When an LDAP server receives a bind operation that contains a distinguished name (DN) but an empty password, the server typically interprets the operation as an unauthenticated bind under RFC 4513. The bind returns success, and Spring LDAP treats the result as a verified login. Applications that rely on this result for authentication grant access to the account named in the username field.

The impact depends on the targeted account. An attacker who knows or guesses a privileged username can authenticate to the application as that user. The vulnerability is exploitable over the network without prior authentication or user interaction.

Root Cause

The root cause is missing input validation in the credential field of the bind request [CWE-287]. The strategy classes do not enforce that the password is non-null and non-empty before invoking the LDAP bind, and they do not reject the server's success response when the supplied password was empty.

Attack Vector

An attacker submits a login request to an application that uses Spring LDAP for authentication. The attacker supplies a known or guessed username and leaves the password field empty or null. Spring LDAP performs the bind, the directory server returns a successful unauthenticated bind, and the application establishes a session as the targeted user.

The vulnerability is described in prose because no verified proof-of-concept code is available.

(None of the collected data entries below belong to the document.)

PR #764, opened 2018-06-14
Additional reasoning for sending Accept-Encoding: identity

jakearchibald:
I hadn't really appreciated this with the initial PR, but preventing encoding solves a pretty big gotcha if developers tried to fetch ranges with `fetch()`.

***
<a href="https://whatpr.org/fetch/764.html" title="Last updated on Jun 14, 2018, 12:54 PM GMT (571aa0f)">Preview</a> | <a href="https://whatpr.org/fetch/764/2f3d04d...571aa0f.html" title="Last updated on Jun 14, 2018, 12:54 PM GMT (571aa0f)">Diff</a>

### DIFF
--- a/fetch.bs
+++ b/fetch.bs
@@ -3657,8 +3657,14 @@ Range Requests</cite>. [[HTTP-RANGE]] However, this is not widely supported by b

See the Spring Security Advisory CVE-2026-41720 for vendor technical details.

Detection Methods for CVE-2026-41720

Indicators of Compromise

  • LDAP server bind logs showing successful binds where the password attribute length is zero for non-anonymous DNs.
  • Application authentication logs showing successful logins immediately followed by privileged actions from unfamiliar source addresses.
  • Repeated login attempts that iterate usernames while submitting empty password fields.

Detection Strategies

  • Inspect directory server audit logs for bind operations that contain a bindDN value paired with a zero-length bindPassword.
  • Correlate web application authentication events with LDAP bind events to surface logins where the credential field was empty at the application boundary.
  • Run a dependency scan against build artifacts to identify Spring LDAP versions within the affected ranges.

Monitoring Recommendations

  • Enable verbose LDAP bind logging on Active Directory or OpenLDAP and alert on successful binds with empty credentials.
  • Monitor for spikes in authentication success rates from a single source IP across multiple usernames.
  • Track Spring LDAP library versions in software bill of materials (SBOM) reports and flag instances at or below the patched releases.

How to Mitigate CVE-2026-41720

Immediate Actions Required

  • Upgrade Spring LDAP to a patched release outside the affected version ranges as soon as possible.
  • Reject authentication requests at the application layer when the submitted password is null or empty, before invoking Spring LDAP.
  • Disable or restrict anonymous and unauthenticated binds on the backing LDAP directory server.

Patch Information

VMware/Spring has issued fixed releases through the Spring Security Advisory CVE-2026-41720. Upgrade Spring LDAP beyond 2.4.4, 3.2.17, 3.3.7, and 4.0.3 according to the advisory guidance.

Workarounds

  • Add a pre-authentication filter that validates password length and rejects empty values before the bind call.
  • Configure the LDAP server to reject unauthenticated bind requests, forcing it to return an error when an empty password is supplied with a DN.
  • Where feasible, switch to authentication providers that do not rely on raw LDAP simple binds for credential verification.
bash
# Example dependency override in Maven to pull a patched Spring LDAP release
mvn dependency:tree -Dincludes=org.springframework.ldap:spring-ldap-core
# Update the version property in pom.xml to a fixed release, then rebuild
mvn clean verify

Disclaimer: This content was generated using AI. While we strive for accuracy, please verify critical information with official sources.